What the exercise asks: Within the listing below, locate all lines containing the word "opened". Copy each one.

--- Provided information Enclosed Below ---

PR #1091, opened 2024-12-03
Update P11SampleChanger.py

agruzinov:
Make sure SC tree view is loaded even if the SC is disabled. Usefull for the testing of the features that are not require SC like testing of ISPyB.


agruzinov:
Linting is somehow fishy. Need to check, closing.

PR #1093, opened 2024-12-05
GPhL bug fixes and iprovements

rhfogh:
Added 'crystal thickness' input parameter, and use to calculate good transmission values also when beam is much narrower than the crystal.

Workflow now reads also energy, oscillationRange, and exposureTime from the diffractionPlan  when in automation mode.

Bug fixes for running MAD experiments in automation mode (multiple energies), for interleaved experiments with hdf5 files (temporary patch only).


marcus-oscarsson:
Looks like there are some linting errors ;)

marcus-oscarsson:
Looks good as far I can see otherwise

PR #1096, opened 2024-12-16
[DONT MERGE] - Rebase of xml yaml conversion

marcus-oscarsson:
Rebase of xml_yaml_conversion branch on `develop`, This can of course not be merged into `xml_yaml_conversion`, its more for making the work visible.

@elmjag, @rhfogh let me know if it looks alright or @elmjag if you are already doing this and prefer doing it yourself. @rhfogh there where some conflicts with recent changes to `gphl/gphl-workflow.yml` and `/Gphl/GphlWorkflow.py` let me know if those files look alright.


CONTRIBUTING.md
```diff
@@ -111,22 +111,33 @@ The exact routine is described more preceisly in [MEP01](https://github.com/mxcu
...
- * perecent (%) for ratios like attenuation
- * keV for energy
- * K (Kelvin) for temperature
- * Å (Ångström) for resolution
- * Pixels are to be used for beam location (center)
- * Datetime YYYY-MM-DD HH:MM:SS(.ff) ,possibly with hundreds of seconds (ff), and with 24 hour clock.
 
+Units must be documented via docstrings
+for the parameters and return values of functions and methods,
+for variables,
```
rhfogh, line 117: My code has several variables called 'resolution'. If I read you right, I am supposed to rename them all to 'resolution_in_A' - even though there is not a single resolution anywhere in the body of code that is *not* in A. 

Are we serious about this? Are we going to enforce it?

By temperament I would prefer to enforce whatever rules we have - having rules but ignoring them is the worst of both worlds. But is this really a reasonable requirement?

CONTRIBUTING.md
```diff
@@ -111,22 +111,33 @@ The exact routine is described more preceisly in [MEP01](https://github.com/mxcu
...
+and for attributes of classes and objects.
+
+The units of variables within a function or method must be documented as well.
```
rhfogh, line 120: Surely this is overkill. if the function interface defines the units, why would we need to document them separately for every variable - unless, of course, the function has variables in more than one unit?

docs/source/dev/lims_integration.md
```diff
@@ -0,0 +1,230 @@
+# LIMS integration
```
rhfogh, line 1: This is good

rhfogh:
There seems top quite a few instances of 'self.name()' around, even though ConfiguredObject.name is now a property. Is this 1) a known TBD? 2) me overlooking something? 3) something that needs fixing?

rhfogh:
Would I be right in thinking that BaseHardwareObjects.HardwareObjectNode is scheduled for removal, and 9only remains to support XML config files for now?

CONTRIBUTING.md
marcus-oscarsson: This is just a re-base of what is already in develop, I did not actually add anything :)

rhfogh:
Dear MArcus,

The two files you mention look fine. I'll test after this is merged in, 
but nothing to hold up the work until then.

Yours,
Rasmus

rhfogh (approved):
Very nice work

PR #1100, opened 2025-01-13
Adds RedisMpegVideoClass for a redis camera video-streamer

HilbertCorsair:
Adds a new class - RedisMpegVideo which acts as a HardwareObject that starts the vodeostreamer for a redis camera connectrd to a redis pub/sub channel.

### DIFF
--- a/mxcubecore/HardwareObjects/RedisMpegVideo.py
+++ b/mxcubecore/HardwareObjects/RedisMpegVideo.py
@@ -1,0 +1,172 @@
+"""
+Class for streaming MPEG1 or MJPEG video with cameras Redis Pub/Sub server
+Example configuration:
+
+<object class="RedisMpegVideo">
+  <username>Camera redis</username>
+  <host>localhost</host>
+  <uri>redis://localhost:6379</uri>
+  <cam_type>redis</cam_type>
+  <port>8000</port>
+  <width>1360</width>
+  <height>1024</height>
+  <format>MJPEG</format>
+</object>
+"""
+
+import subprocess
+import uuid
+
+import psutil
+
+from mxcubecore.BaseHardwareObjects import HardwareObject
+
+
+class RedisMpegVideo(HardwareObject):
+    def __init__(self, name):
+        super().__init__(name)
+        self._video_stream_process = None
+        self._current_stream_size = "0, 0"
+        self.stream_hash = str(uuid.uuid1())
+        self._quality_str = "High"
+        self._QUALITY_STR_TO_INT = {"High": 4, "Medium": 10, "Low": 20, "Adaptive": -1}
+
+    def init(self):
+        super().init()
+        self._debug = self.get_property("debug", False)
+        self._quality = self.get_property("compression", 10)
+        self._mpeg_scale = self.get_property("mpeg_scale", 1)
+        self._image_size = (self.get_width(), self.get_height())
+        self._uri = self.get_property("uri")
+        self._host = self.get_property("host")
+        self._port = str(self.get_property("port"))
+        self._format = self.get_property("format")
+
+    @property
+    def uri(self):
+        return self._uri
+
+    @property
+    def host(self):
+        return self._host
+
+    @property
+    def format(self):
+        return self._format
+
+    @format.setter
+    def format(self, format):
+        self._format = format
+
+    @property
+    def port(self):
+        return self._port
+
+    @port.setter
+    def port(self, p):
+        self._port = str(p)
+
+    def get_width(self):
+        w = int(self.get_property("width"))
+        return w
+
+    def get_height(self):
+        h = int(self.get_property("height"))
+        return h
+
+    def get_quality(self):
+        return self._quality_str
+
+    def set_quality(self, q):
+        self._quality_str = q
+        self._quality = self._QUALITY_STR_TO_INT[q]
+        self.restart_streaming()
+
+    def set_stream_size(self, w, h):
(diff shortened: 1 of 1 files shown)


mxcubecore/HardwareObjects/RedisMpegVideo.py
```diff
@@ -0,0 +1,172 @@
...
+                    str(self._quality),
+                    "-s",
+                    self._current_stream_size,
+                    "-of",
+                    self.format,
+                    "-id",
+                    self.stream_hash,
+                    "-irc",
+                    "mxcubeweb",
+                    # "-d",
```
walesch-yan, line 131: I think the redis-channel should not be hardcoded but be configurable through the xml files, as it depends on the actual channel name

mxcubecore/HardwareObjects/RedisMpegVideo.py
```diff
@@ -0,0 +1,172 @@
+"""
+Class for streaming MPEG1 or MJPEG video with cameras Redis Pub/Sub server
+Example configuration:
+
+<object class="RedisMpegVideo">
+  <username>Camera redis</username>
+  <host>localhost</host>
+  <uri>redis://localhost:6379</uri>
+  <cam_type>redis</cam_type>
```
walesch-yan, line 9: I think there is no cam_type parameter in the class, hence we might not need to add it to an example

mxcubecore/HardwareObjects/RedisMpegVideo.py
```diff
@@ -0,0 +1,172 @@
...
+            ]
+
+            for p in ps:
+                p.kill()
+
+            self._video_stream_process = None
+
+    def start_streaming(self, _format=None, size=(0, 0), port=None):
+        _s = size
+
```
walesch-yan, line 151: I guess this can be removed as you are setting it below

walesch-yan (changes requested):
In general it looks good:).
However,  I was wondering, since the code is very similar to the one for the [TangoLimaMPEGVideoClass](https://github.com/mxcube/mxcubecore/blob/develop/mxcubecore/HardwareObjects/TangoLimaMpegVideo.py), if we could merge the two classes and just difference between them by a set flag? That way, we could prevent confusion that might come with multiple different camera classes. What do you think about the feasibility of this?

mxcubecore/HardwareObjects/RedisMpegVideo.py
```diff
@@ -0,0 +1,172 @@
...
+import subprocess
+import uuid
+
+import psutil
+
+from mxcubecore.BaseHardwareObjects import HardwareObject
+
+
+class RedisMpegVideo(HardwareObject):
```
marcus-oscarsson, line 25: A solution that would result in less duplication and easier maintenance would be to merge this code with `TangoLimaMpegVideo` so that both functionalities can be achieved via configuration. It looks like the principal difference is the use of `"-irc", "mxcubeweb"` which could be added via configuration. 

The resulting class could arguably be renamed, perhaps to `MpegVideo` , what do you think @walesch-yan

marcus-oscarsson: Seeing the comment above it looks like we had the same thought :), sorry for the repetition

walesch-yan: No problem at all:) 
After some more investigation, one other important difference is that this class would directly inherit from `hardwareobjects`, where `TangoLimaMPEGVideo` inherits from `TangoLimaVideo`, which seems to contain some more properties, similar to the ones in the `RedisMPEGVideoClass`, but also some code for directly pulling images from a camera, instead of using the `video-streamer`, so we might have to check if this is still used

marcus-oscarsson: I'm pretty sure that the inheritance from `TangoLimaVideo` can be removed now, there might be some methods that needs to be moved but I think `TangoLimaVideo` can be retired soon. ;)

mxcubecore/HardwareObjects/RedisMpegVideo.py
HilbertCorsair: Good point ! I missed that one.

mxcubecore/HardwareObjects/RedisMpegVideo.py
HilbertCorsair: Thanks for the inputs. I like the idea of merging the two classes into one MpegVideo class. I am looking into it.

laispc:
Hi @HilbertCorsair , that is a good initiative! Here at ESS we are starting to also use Redis for the sample camera view, and we are doing this in a similar way to this PR. So I can help to review/test it with our case too, if this sounds okay. For now we use a site-specific class, but would be nice to have a common class like this.

The only difference is that, at `start_video_stream_process()` we don't use/pass the arguments `-hs` (host) and `-p` (port). The rest looks okay for our case too. In summary, the video stream process looks like this for us:

```
    self._video_stream_process = subprocess.Popen(
        [
            "video-streamer",
            "-uri",
            "redis://localhost:6379",
            "-irc",
            "ArinaxCamStream",
            "-id",
            self.stream_hash,
        ],
        close_fds=True,
    )
```

So it would be nice to have `-hs` and `-p` (at least) flexible. Let me know what you think.

marcus-oscarsson:
Closing this for the time being as Dan is no longer working at Soleil.

PR #1127, opened 2025-02-04
ISPyB LIMS: store sessions in 'session_manager' for user-type logins

elmjag:
On successful login using user-type logins, store returned sessions in `session_manger` attribute of the `HWR.beamline.lims `object. This way session are avail later on.


marcus-oscarsson:
Looks good, thanks !

PR #1128, opened 2025-02-04
ISPyB LIMS: update 'login_ok' attribute on successful user-type logins

elmjag:
Make sure `self.login_ok` attribute is set to `True` after a successful login. The `self.login_ok` attribute attribute is consulted in `ISPyBAbstractLIMS.is_connected()` method.

The `lims.is_connected()` method is used by the rest of the system to check if LIMS sub-system is in usable state.


marcus-oscarsson:
Ok, thanks !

--- End of Enclosed Provided information ---

Answer to the exercise:
PR #1091, opened 2024-12-03
PR #1093, opened 2024-12-05
PR #1096, opened 2024-12-16
PR #1100, opened 2025-01-13
PR #1127, opened 2025-02-04
PR #1128, opened 2025-02-04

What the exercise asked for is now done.